After the Time Warner deal was reached last fall, Mr. Delrahim, who at the time was still in private practice, said he didn't think the merger raised antitrust concerns. "Just the sheer size of it, and the fact that it's media, I think will get a lot of attention. However, I don't see this as a major antitrust problem," he said in a television interview.
In the same interview, he said the deal could raise "some concerns and antitrust issues of one distributor owning various content, and it might somehow impact other distributors."
Shares of Time Warner fell 1.6% to $87.05 in Thursday's trading, while AT&T gained nearly 2% to $34. Both stocks have dropped sharply in recent weeks amid concerns about both the health of the pay-TV business and the fate of the transaction.
Peeling off a large part of either company could threaten a strategy that AT&T executives have pieced together over several years.
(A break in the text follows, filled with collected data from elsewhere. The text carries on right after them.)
PR #102, opened 2023-10-08
Add child/parent Instance to instances (as opposed to only Elements)

Arcnor:
Context menu entries for adding child and parent to `Instances`.
Gum_1MPnHORnkE

Something missing is expanding the added node after the fact, I'm not sure how to retrieve the `TreeNode` from the `InstanceSave`, so the new node defaults to be closed.

### DIFF
--- a/Gum/Managers/NameVerifier.cs
+++ b/Gum/Managers/NameVerifier.cs
@@ -244,25 +244,25 @@ namespace Gum.Managers
 
             if (objectToIgnore != elementSave && name == elementSave.Name)
             {
-                whyNotValid = "The element is named " + elementSave.Name;
+                whyNotValid = $"The element is named '{elementSave.Name}'";
             }
 
             var instance = elementSave.Instances.FirstOrDefault(item => item != objectToIgnore && item.Name == name);
             if (instance != null)
             {
-                whyNotValid = "There is already an instance named " + instance.ToString();
+                whyNotValid = $"There is already an instance named '{instance.Name}'";
             }
 
             var state = elementSave.States.FirstOrDefault(item => item != objectToIgnore && item.Name == name);
             if (state != null)
             {
-                whyNotValid = "There is already a state named " + state.ToString();
+                whyNotValid = $"There is already a state named '{state.Name}'";
             }
             
             var variable = elementSave.AllStates.SelectMany(item => item.Variables).FirstOrDefault(item => item != objectToIgnore && item.ExposedAsName == name);
             if (variable != null)
             {
-                whyNotValid = "There is already a variable named " + variable.ToString();
+                whyNotValid = $"There is already a variable named '{variable.Name}'";
             }
 
             //element = ObjectFinder.Self.GumProjectSave.StandardElements.FirstOrDefault(item=>item != objectToIgnore && item.Name == name)
--- a/Gum/Plugins/InternalPlugins/TreeView/ElementTreeViewManager.RightClick.cs
+++ b/Gum/Plugins/InternalPlugins/TreeView/ElementTreeViewManager.RightClick.cs
@@ -15,6 +15,7 @@ using ToolsUtilities;
 using Gum.Wireframe;
 using Gum.Logic;
 using Gum.DataTypes.Behaviors;
+using Gum.PropertyGridHelpers;
 
 namespace Gum.Managers
 {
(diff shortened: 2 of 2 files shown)


Gum/Managers/NameVerifier.cs
```diff
@@ -244,25 +244,25 @@ private void IsNameAlreadyUsed(string name, object objectToIgnore, ElementSave e
 
             if (objectToIgnore != elementSave && name == elementSave.Name)
             {
-                whyNotValid = "The element is named " + elementSave.Name;
+                whyNotValid = $"The element is named '{elementSave.Name}'";
```
Arcnor, line 247: This (and the rest of the checks) was also modified because the message was sometimes a bit confusing, but maybe there is a good reason why it was like this, so I'd leave that to your judgement.

Gum/Plugins/InternalPlugins/TreeView/ElementTreeViewManager.RightClick.cs
```diff
@@ -672,28 +683,81 @@ private void HandleAddLinkedComponentClick(object sender, EventArgs e)
...
+        {
+            // From DragDropManager:
+            // "Since the Parent property can only be set in the default state, we will
+            // set the Parent variable on that instead of the SelectedState.Self.SelectedStateSave"
+            var stateToAssignOn = targetElement.DefaultState;
+
+            var variableName = newInstance.Name + ".Parent";
+            var existingInstanceVar = existingInstance.Name + ".Parent";
+            var oldValue = stateToAssignOn.GetValue(variableName) as string;        // This will always be empty anyway...
+            var oldParentValue = stateToAssignOn.GetValue(existingInstanceVar) as string;
```
vchelaru, line 742: This method and the one below should respect the default child container. To get a child container, you can call

ObjectFinder.Self.GetDefaultChildName(instanceSave)

If the value returned is not null or empty, then the parent should append "." + returnFromGetDefaultChildName. This will respect the default child name when adding here.

Gum/Plugins/InternalPlugins/TreeView/ElementTreeViewManager.RightClick.cs
```diff
@@ -672,28 +683,81 @@ private void HandleAddLinkedComponentClick(object sender, EventArgs e)
...
+            stateToAssignOn.SetValue(variableName, oldParentValue, "string");
+            stateToAssignOn.SetValue(existingInstanceVar, newInstance.Name, "string");
 
+            SetVariableLogic.Self.PropertyValueChanged("Parent", oldValue, newInstance);
+            SetVariableLogic.Self.PropertyValueChanged("Parent", oldParentValue, existingInstance);
+        }
+
+        private static void SetInstanceParent(ElementSave targetElement, InstanceSave child, InstanceSave parent)
+        {
+            // From DragDropManager:
```
vchelaru, line 753: See above for discussion about GetDefaultChildName

Gum/Managers/NameVerifier.cs
vchelaru: This validation check should read something to the effect of:

"The element containing this is named {elementSave.Name}, so this cannot be named the same name."

In C#, a member in a class cannot be named the same as the class itself. Since Gum is often used to codegen, naming something within an Element the same name as the element itself will cause compile errors.  Gum could ignore this, but we enforce this rule in Gum for the sake of errors downstream.

Please feel free to change this error message to be clearer, using the phrasing above if you feel it makes sense.

Gum/Plugins/InternalPlugins/TreeView/ElementTreeViewManager.RightClick.cs
Arcnor: Hey, will try to do as you say, although I'm a bit confused as to what you mean exactly here :). I think I copied this from some other part of the code that changes the children parent, and also in this case the child will always have no parent because we just created it, right? Not sure if that affects what you said anyway :D.

Gum/Managers/NameVerifier.cs
Arcnor: Yep, maybe I should have commented on the next lines, as this line didn't change much, but after this one, I've replaced `instance.ToString()` with `instance.Name` for example.

Not sure if 1. that can cause any issues and 2. is something you want, mainly because now instead of "Container Thing of Test" you'll only get "Thing" (because at least for the errors I got, having the whole phrase was a bit strange).

vchelaru: If that reads better, that's fine by me.

PR #167, opened 2024-06-25
Gum.Kni

nkast:


ToolsUtilities/FileManager.cs
```diff
@@ -21,16 +21,29 @@ public static partial class FileManager
...
+                try
+                {
+                    return Path.GetDirectoryName(AppContext.BaseDirectory)
+                            .Replace('/', Path.DirectorySeparatorChar)
+                            .Replace('\\', Path.DirectorySeparatorChar) + Path.DirectorySeparatorChar;
+                }
+                catch 
+                {
+                    // WASM ?
+                    return "./";
```
nkast, line 42: AppContext.BaseDirectory throws in WASM, and I changed ExeLocation to "./".
I am not sure if that is the correct fix here.

nkast:
DesktopGL & WindowsDX seems to work.
BlazorGL will run without exceptions, but tries to load content from `http://localhost:5259/Content/Content/BearTexture.png`
and sprites/textures will not show. The correct address of the file is 'http://localhost:5259/Content/BearTexture.png'

MonoGameGum/KniGum.csproj
```diff
@@ -0,0 +1,100 @@
...
+    <PackageId>Gum.KNI</PackageId>
+    <Version>2024.6.20.2</Version>
+
+    <GenerateDocumentationFile>true</GenerateDocumentationFile>
+
+
+  </PropertyGroup>
+
+  <PropertyGroup Condition="'$(Configuration)|$(Platform)'=='Debug|AnyCPU'">
+    <DefineConstants>$(DefineConstants);MONOGAME;KNI;USE_GUMCOMMON</DefineConstants>
```
nkast, line 17: Here I define both MONOGAME and KNI. Perhaps it's best to define only KNI and expand all 
`#if MONOGAME` 
to
`#if MONOGAME || KNI`

ToolsUtilities/FileManager.cs
vchelaru: I think that's okay, unless we can get a proper #if

MonoGameGum/KniGum.csproj
vchelaru: Ya I think that's probably best, even though it's more work.

ToolsUtilities/FileManager.cs
nkast: Actually it was Path.GetDirectoryName() that was failing.
Now I skip it when the value is "/", and let the rest of the method to do, whatever it does.
This also fixed the issue we had with /Content/Content/ path!

MonoGameGum/KniGum.csproj
nkast: Done.

nkast:
KniGumInCode

Here is the latest KniGumInCode on the web.
The issue with /Content/Content/ disappeared once we have the proper fix for ExeLocation.

nkast:
KniGumFromFile

Here is the latest KniGumFromFile on WindowsDX.

GumDataTypes/GumProjectSave.cs
```diff
@@ -422,21 +422,24 @@ private void PopulateElementSavesFromReferences(string projectRootDirectory, Lin
                 }
             }
 
-            foreach(var reference in BehaviorReferences)
+            if  (BehaviorReferences != null)
```
nkast, line 425: I tried rooting the Gum assemblies from the main project, and setting IsTrimmable on the libraries.
That seems to be XmlSerializer behavior.

Issue #144, opened 2024-01-29
Search should also do text searches


vchelaru:
Currently it is possible to search for items by name:

![image](https://github.com/vchelaru/Gum/assets/729631/b32b2262-2959-44d6-9258-02388258205c)

It's common to look for UI based on the text on that UI. For example, searching for a button that says "Save". 

This may be slower because it requires searching all variables to see if the Save text is assigned. Therefore, we should have some kind of additional option so that it doesn't happen on all searches. Perhaps an "Include text" or something?

Alternatively, we could have a Find menu item... Need to think about this...

vchelaru:
Closed by https://github.com/vchelaru/Gum/pull/177

PR #177, opened 2024-08-21
Text search and search item hierarchy

akaadream:
This PR got a ref to #144

The user can now search deeply inside the projet using a checkbox.
The PR also add a quality of life for the found elements with the path of the element.
Clicking on a found element directly focus it.

### DIFF
--- a/Gum/Plugins/InternalPlugins/TreeView/ElementTreeViewManager.cs
+++ b/Gum/Plugins/InternalPlugins/TreeView/ElementTreeViewManager.cs
@@ -1699,7 +1699,7 @@ namespace Gum.Managers
 
             deepSearchCheckBox = new CheckBox();
             deepSearchCheckBox.Checked = false;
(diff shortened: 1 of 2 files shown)


Gum/Plugins/InternalPlugins/TreeView/ElementTreeViewManager.cs
```diff
@@ -1562,6 +1612,18 @@ private void ReactToFilterTextChanged()
             //}
         }
 
+        private void AddToFlatList(object element, string customName = "")
+        {
+            if (element == null)
+            {
+                throw new Exception("The element should not be null");
```
vchelaru, line 1619: Can you `throw ArgumentNullException(nameof(element));` instead?

akaadream:
I updated the PR with the ArgumentNullException and the name of the element as the exception message.

Issue #130, opened 2023-12-28
[Feature Request] Allow making a system wide component from an existing screen element


KallDrexx:
Sometimes you set up elements on one screen, and realize you want to repeat those elements on other screens.  You can manually copy/paste from one screen to the other, but it can also make sense to make a system wide component out of that element, so that it's centrally managed for all screens it's relevant on.

This is important because it's not trivial to see the values you set for an existing element when trying to recreate it for a new component.

vchelaru:
This concept is similar to the concept in Visual Studio where you can select a block of code and extract method.

Phase 1:

1. Right-click on an instance in a screen or a component
2. Select the option "Create Component"
3. A popup appears similar to the add component popup which asks the user for the name of the component. For now, we can make this just go into the root folder and we can add folder support later.
4. When the user clicks OK, a new component is created with the desired name from the popup.
5. The component should have its base type be set to the type of the selected instance from step 1. This should be initially tested with Container as the base type since that's the most common type, and then test it with more complex types later.
6. Each child of the selected instance from step 1 should be copied in to the newly-created component
7. Each variable from the default state for any of the copied instances should be copied over to the new component.
8. Copy variables from the instance onto the newly-created component. 

Phase 2:

1. Add a checkbox that the user can select "Replace {InstanceName} and all children with an instance of the new component
2. If checked, and if the user selects OK, delete all children of the instance that was selected and the instance itself
3. Add a new instance with the same name that is of the type of the newly created component. All variables on the instance itself should remain.

Notes:

kaltinril:
This appears to be implemented, no?  What is missing?

vchelaru:
It is missing creating a component that includes all children of what is selected. I think it only currently considers the top level object

vchelaru:
Sounds good. Can we make phase 1 and phase 2 as separate PRs?

Pituivan:
Sure, since they're technically two different features (I already made a prototype and I had to create another menu action because when you analyze it, Create Component and this feature request are two completely separate things that simply have some inner logic in common).

I called this feature "Extract Component" in my prototype.

PR #179, opened 2024-08-25
Create a component base on element instances #130

akaadream:
_This PR is referencing the issue #130_

This PR is created for testing the feature.
There is still few issues which prevent the new component to be rendered correctly on the preview (a lot of variables are missing in the .gumc).


Gum/Commands/EditCommands.cs
```diff
@@ -496,6 +496,7 @@ public void CreateComponent()
                     if (string.IsNullOrEmpty(whyNotValid))
                     {
                         ComponentSave componentSave = new ComponentSave();
+                        componentSave.BaseType = "Container";
```
akaadream, line 499: This line fix the issue of the component save file to not include a lot of variables (so the preview could not display the instances)

akaadream:
There is still few fix to do (I'll update this post if needed):
* If we create a component of an instance which got children, children are not included inside the new component

Gum/Commands/EditCommands.cs
```diff
@@ -465,6 +466,81 @@ public void DuplicateSelectedElement()
 
         }
 
+        public void CreateComponent()
```
vchelaru, line 469: This method doesn't always create the component - it depends on error checking and if the user clicks OK. I would suggest naming this "ShowCreateComponentFromInstancesDialog" or something to that effect to indicate that the dialog is being shown but that the component may not actually be created.

Gum/Commands/EditCommands.cs
```diff
@@ -465,6 +466,81 @@ public void DuplicateSelectedElement()
...
+                            componentSave.States.Add(state.Clone());
+                        }
+
+                        StandardElementsManagerGumTool.Self.FixCustomTypeConverters(componentSave);
+                        ProjectCommands.Self.AddComponent(componentSave);
+                        
+                    }
+                    else
+                    {
+                        MessageBox.Show($"Invalid name for new component: {whyNotValid}");
```
vchelaru, line 538: Should we re-open the dialog to let the user correct the problem? Otherwise if they have an error, they have to do the right-click command again.

Gum/Commands/EditCommands.cs
```diff
@@ -465,6 +466,81 @@ public void DuplicateSelectedElement()
...
+            }
+            else if (instances is List<InstanceSave>)
+            {
+                TextInputWindow tiwcw = new TextInputWindow();
+                tiwcw.Message = "Enter new Component name:";
+
+                FilePath filePath = element.Name;
+                var nameWithoutPath = filePath.FileNameNoPath;
+
+                tiwcw.Result = nameWithoutPath;
```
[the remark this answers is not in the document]
akaadream: The new component now have "Component" at the end of its name.

The scan of the project will require a bit more works.

PR #182, opened 2024-09-05
Test gum gui namespace

akaadream:


akaadream:
Just a reminder for me to know the tasks for the rest of the PR (actually, each task could be a unique PR):
* Create a WPF Form for the component creating based on instances. (This form should know when the name of the component is not available and disable the validation button in the case of already used name).
* Add an option to replace the old instances with the new created component.
* Currently, the user have to select all the instances before creating the component even for instances which are children of another instance. We should add the children of an instances automatically without having to select all the instances.

vchelaru:
Merging now as we've discussed that the remaining features could be their own PR.

Issue #6373, opened 2019-08-14
Operator is not able to install the syndesis-default service account


lgarciaaco:
## This is a...

<pre><code>
[ ] Feature request
[ ] Regression (a behavior that used to work and stopped working in a new release)
[x ] Bug report  
[ ] Documentation issue or request
</code></pre>

## Description
It throws:
```
{"level":"error","ts":1565692702.8354821,"logger":"kubebuilder.controller","msg":"Reconciler error","controller":"syndesis-controller","request":"syndesis/example","error":"yaml: line 9: did not find expected key:\n- apiVersion: v1\n  kind: ServiceAccount\n  metadata:\n    name: syndesis-default\n    labels:\n      app: syndesis\n      syndesis.io/app: syndesis\n      syndesis.io/type: infrastructure\n      syndesis.io/component: syndesis-infrastructure\n  - name: \"syndesis-pull-secret\"\n\n","stacktrace":"github.com/go-logr/zapr.(*zapLogger).Error\n\t/home/circleci/project/install/operator/vendor/github.com/go-logr/zapr/zapr.go:128\nsigs.k8s.io/controller-runtime/pkg/internal/controller.(*Controller).processNextWorkItem\n\t/home/circleci/project/install/operator/vendor/sigs.k8s.io/controller-runtime/pkg/internal/controller/controller.go:217\nsigs.k8s.io/controller-runtime/pkg/internal/controller.(*Controller).Start.func1\n\t/home/circleci/project/install/operator/vendor/sigs.k8s.io/controller-runtime/pkg/internal/controller/controller.go:158\nk8s.io/apimachinery/pkg/util/wait.JitterUntil.func1\n\t/home/circleci/project/install/operator/vendor/k8s.io/apimachinery/pkg/util/wait/wait.go:133\nk8s.io/apimachinery/pkg/util/wait.JitterUntil\n\t/home/circleci/project/install/operator/vendor/k8s.io/apimachinery/pkg/util/wait/wait.go:134\nk8s.io/apimachinery/pkg/util/wait.Until\n\t/home/circleci/project/install/operator/vendor/k8s.io/apimachinery/pkg/util/wait/wait.go:88"}
```

Apparently there is a problem when creating the resources in https://github.com/syndesisio/syndesis/blob/master/install/operator/pkg/generator/assets/infrastructure/02-syndesis-service-accounts.yml.mustache

In the meantime if you hit this bug, remove the following lines that are needed only for productized images:
[...]

PR #6376, opened 2019-08-14
Move service accounts to service-account file

lgarciaaco:
No idea what causes the bug, but changing to go template seems to fix it, and this is the way to go anyway

Fixes https://github.com/syndesisio/syndesis/issues/6373


chirino:
LGTM

PR #6389, opened 2019-08-15
fix(6264): Links up setting --dev in syndesis script with Debug in op…

phantomjinx:
…erator

* When --dev is applied to install of syndesis script, the DevImages flag
  is set to true. This implies that development images should be used
  rather than docker hub released images.

* In addition, in this situation, the Debug flag is set to true which
  in turn sets JAVA_DEBUG to true on all pods, allowing them to be
  debugged.


install/operator/pkg/syndesis/template/install.go
```diff
@@ -160,6 +159,16 @@ func SetupRenderContext(renderContext *generator.Context, syndesis *v1alpha1.Syn
 		return fmt.Errorf("required config var not set: %s", configuration.EnvSarNamespace)
 	}
 
+	//
+	// Apply DevImages flag value to Debug
+	//
+	// If using dev images then doing development so
+	// useful to have JAVA_DEBUG set to allow for image debugging
+	//
+	if syndesis.Spec.DevImages != nil {
```
zregvart: Perhaps this would be a good opportunity to rename `DevImages` to `DevSupport` (like we already have `TestSupport`?

PR #6390, opened 2019-08-15
feat(typescript): update loaders, tweak webpack config

seanforyou23:
This PR replaces `awesome-typescript-loader` with `ts-loader`, a move we've seen necessary before. awesome-typescript-loader doesn't seem to be maintained in about a year. We're having a problem where some basic code from [patternfly's table component](https://www.patternfly.org/v4/documentation/react/components/table/) is running fine two other apps, but storybook doesn't seem to like it and we get compile errors. So, this PR is mainly to see if it by chance happens to be the use of this out of date loader that's causing problems.

I gave it a quick run and the UI seems to work ok and auto-form/ui package storybooks work also. Test suite runs. I'm having trouble connecting to the backend at the moment so I haven't been able to test very thoroughly - please test this well before merging!

@elvisisking ping

Those new options experimentalWatchApi and transpileOnly are nice to have, can remove them if they cause any problems, they should help speed up the time it takes to start dev server and compile stuff.


seanforyou23:
I think live reloading may be broken with these changes. Working on a fix but need more time. If the storybook stuff works for @elvisisking then I'll resume the rest of this work. Let me know how it goes! 🤞

elvisisking:
@seanforyou23: I pulled your PR branch into my branch that uses `react-table`. Then, in `packages/ui`, I upgraded `react-table` to `2.17.1` and upgraded `react-core` to `3.86.3`.  A full build worked fine. Storybook now starts fine and startup is **WAY** faster than usual. My table story works  and hot code replace of story and table component works fine.

Issue #6336, opened 2019-08-07
Basic filter UI enhancements


mcoker:
## This is a...

<pre><code>
[ ] Feature request
[ ] Regression (a behavior that used to work and stopped working in a new release)
[x] Bug report  
[ ] Documentation issue or request
</code></pre>

As noted in https://github.com/syndesisio/syndesis/issues/6222, the form fields in the basic filter conditions are as wide as the viewport allows, which is too wide. The form elements on the page should be limited to a max-width around 600px.

You lose the "continue only if incoming data match" label/select after entering a few conditions and the page starts to scroll. That condition block should be sticky to the top of that scrollable area so it's always in view.

## Tasks involved / Steps to Reproduce

1. Create integration.
2. Add basic filter step
3. Create enough condition sets that you can scroll the page.
4. Note that the top "continue only if..." field scrolls out of view and, on desktop/wide viewports, the condition set form fields are as wide as the viewport.

PR #6396, opened 2019-08-16
fix(basicfilter): rework UI for bordered sections and sticky top condition

mcoker:
fixes https://github.com/syndesisio/syndesis/issues/6336 and https://github.com/syndesisio/syndesis/issues/6222

@seanforyou23  there is an empty label for the trash icon. Should that have text, or can we remove it if it's empty?

### DIFF
--- a/app/ui-react/syndesis/src/modules/integrations/components/editor/ruleFilter/WithRuleFilterForm.css
+++ b/app/ui-react/syndesis/src/modules/integrations/components/editor/ruleFilter/WithRuleFilterForm.css
@@ -1,37 +1,39 @@
-.with-rule-filter-form,
-.with-rule-filter-form .pf-c-page__main-section {
+.with-rule-filter-form {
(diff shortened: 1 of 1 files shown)


gashcrumb:
I'm liking it!  I wonder if we should go a similar route with the conditional flow page as well, that also uses the auto-form array functionality including the up/down arrows.  At the moment I've naturally kinda hosed it up with my pf4 changes, so it's lookin' like:

image

mcoker:
@dongniwang what do you think about the conditional flow page UI in @gashcrumb's comment?

dongniwang:
@mcoker @gashcrumb - conditional flow design update in progress, I can definitely try the border treatment. I would go ahead with what we have for the basic filter right now. The conditional flow page needs some review.

mcoker:
@gashcrumb is there anything else you'd like to see in this PR?

Issue #6399, opened 2019-08-16
DV Wrong image is being referenced in Operator


rareddy:
## This is a...

<pre><code>
[ ] Feature request
[x ] Regression (a behavior that used to work and stopped working in a new release)
[ ] Bug report  
[ ] Documentation issue or request
</code></pre>

## Description
With the name change from `komodo-server` to "syndesis-dv` the docker reference for the image is still wrong in the Syndesis Operator

PR #6400, opened 2019-08-16
#6399: correcting the docker name reference for the sysdesis-dv

rareddy:


heiko-braun:
please also change the references in fuse-online-install

PR #6403, opened 2019-08-19
fix: [6068] Configuration required warnings for conditional flows steps

christophd:
When an integration uses conditional flows step the warning "Configuration Required" always showed up after save. This was because data shapes in connection descriptors were automatically adjusted for each subflow.

For some reason (I still do not understand the javascript magic) the data shape was adjusted not only in `flow->step->action->descriptor->datashape` but also in `flow->step->action->connection->descriptor->datashape`. The latter connection descriptor data shape should never be changed by a data shape auto adapt. This difference of the connection configuration caused the "Configuration Required" warning to always show up.

The data shape adjustment on the connector descriptor took place in https://github.com/syndesisio/syndesis/blob/master/app/ui-react/packages/api/src/helpers/integrationFunctions.ts#L1478

I tried to fix and then found out that the data shape adjustment at this point is not necessary as the shapes get set later on during step reconcile mechanism. So removing the initial data shape adjustment completely fixed the issue.

### DIFF
--- a/app/connector/flow/src/main/resources/META-INF/syndesis/connector/flow.json
+++ b/app/connector/flow/src/main/resources/META-INF/syndesis/connector/flow.json
@@ -7,9 +7,11 @@
         "componentScheme": "direct",
         "connectorCustomizers": [],
         "inputDataShape": {
+          "name": "No shape",
           "kind": "none"
         },
         "outputDataShape": {
+          "name": "Any shape",
           "kind": "any"
         },
         "propertyDefinitionSteps": [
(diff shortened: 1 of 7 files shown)


gashcrumb:
> For some reason (I still do not understand the javascript magic) the data shape was adjusted not only in flow->step->action->descriptor->datashape but also in flow->step->action->connection->descriptor->datashape

Looking at the code you're removing, I'd say I probably should have used the spread operator to ensure a new object was being set on the descriptor, i.e. something like:

```
    step.action!.descriptor!.outputDataShape =
      { ...thisStep.action.descriptor.inputDataShape };
```

Otherwise `outputDataShape` refers to *the same object* as `inputDataShape`.  The joy of javascript :smile:

PR #6412, opened 2019-08-20
fix: Reintroduce Firefox login fix

### LINKED ISSUE #6282: Can't login with Firefox < 61.0b13
# This is a Bug report/probable regression

<pre><code>
[ ] Feature request
[ X ] Bug report  
</code></pre>

## Description

I'm trying to login to Syndesis using the default OAuth in **Firefox 60.8.0esr** (64-bit) (default version on Debian stable/buster). But a CORS error makes the config.json request to fail:

imagen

The company paid $49 billion to acquire DirecTV and its 20 million subscribers. Last year, it offered $85 billion for Time Warner, counting on the idea that a combination of entertainment, internet and wireless assets could keep customers hooked on its services.
Mr. Stephenson said he doesn't plan on selling CNN and that no one in the Justice Department had made that a condition of approving the deal. "I have never been told that the price of getting deal done was selling CNN," Mr. Stephenson said. "I have never offered to sell and have no intentions to sell CNN."
The AT&T chief also dispelled the idea that he might agree to shed some larger division of Time Warner. "It's illogical," Mr. Stephenson said, saying media properties like Turner's cable channels and HBO are why the company struck the deal in the first place.
If the standoff were to turn into a court case, Mr. Stephenson said he was confident in the company's legal position and that the litigation could be concluded by April 22, a new deadline the merger partners put on the transaction.
Such court cases are rare, though the Justice Department recently won rulings against a pair of mergers of health-insurance rivals. Unlike those deals, AT&T and Time Warner don't have overlapping businesses. The Justice Department hasn't challenged many mergers that combine complementary companies at different links in the same supply chain.
The department, however, almost challenged such a deal last year in the semiconductor industry. The would-be merging parties, Lam Research Corp. and KLA-Tencor Corp., abandoned their merger plans after Justice Department antitrust officials raised objections.